DATASET ENTRIES:
[Start of section]

PR #5259, opened 2024-05-13
Fixed Farm submodule breaking eggsteps again...

RegisCoaxans:
## Description
Kidding !
I just added Farm, UG and Z-Crystal modules to the collapsible module list for settings as they got forgotten.

## Motivation and Context
Collapse status was not saved across loadings.

## How Has This Been Tested?
Reloaded the game a bunch of times with different configurations.
~~Ensured eggsteps stayed the same.~~

## Types of changes
- Bug fix

### DIFF
--- a/src/modules/GameConstants.ts
+++ b/src/modules/GameConstants.ts
@@ -2477,6 +2477,9 @@ export const ModalCollapseList = [
     'pokemonListBody',
     'shortcutsBody',
     'currencyBody',
+    'undergroundCard',
+    'plotListCard',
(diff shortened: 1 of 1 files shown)


AevitasDragonkin:
Should we add the map as well, or is that one deliberately always active on load?

CypherX:
> Should we add the Town Map as well, or is that one deliberately always active on load?

I think it's fine to leave out, not sure who's collapsing the map anyway. Probably shouldn't be collapsible or moveable in the first place

CypherX (approved):

PR #5260, opened 2024-05-14
Click-oriented Z-Crystals

RegisCoaxans:
## Description
Changed how Z-Crystals work. They now help deal more damages from clicks.
The player can activate multiple of them. The best type against the enemy is then picked to deal damages with.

[End of section]

WHAT TO WORK ON:
Reproduce the listing in full, exactly, so that no line is missing.

OUTPUT FOR THIS TASK:
PR #5259, opened 2024-05-13
Fixed Farm submodule breaking eggsteps again...

RegisCoaxans:
## Description
Kidding !
I just added Farm, UG and Z-Crystal modules to the collapsible module list for settings as they got forgotten.

## Motivation and Context
Collapse status was not saved across loadings.

## How Has This Been Tested?
Reloaded the game a bunch of times with different configurations.
~~Ensured eggsteps stayed the same.~~

## Types of changes
- Bug fix

### DIFF
--- a/src/modules/GameConstants.ts
+++ b/src/modules/GameConstants.ts
@@ -2477,6 +2477,9 @@ export const ModalCollapseList = [
     'pokemonListBody',
     'shortcutsBody',
     'currencyBody',
+    'undergroundCard',
+    'plotListCard',
(diff shortened: 1 of 1 files shown)


AevitasDragonkin:
Should we add the map as well, or is that one deliberately always active on load?

CypherX:
> Should we add the Town Map as well, or is that one deliberately always active on load?

I think it's fine to leave out, not sure who's collapsing the map anyway. Probably shouldn't be collapsible or moveable in the first place

CypherX (approved):

PR #5260, opened 2024-05-14
Click-oriented Z-Crystals

RegisCoaxans:
## Description
Changed how Z-Crystals work. They now help deal more damages from clicks.
The player can activate multiple of them. The best type against the enemy is then picked to deal damages with.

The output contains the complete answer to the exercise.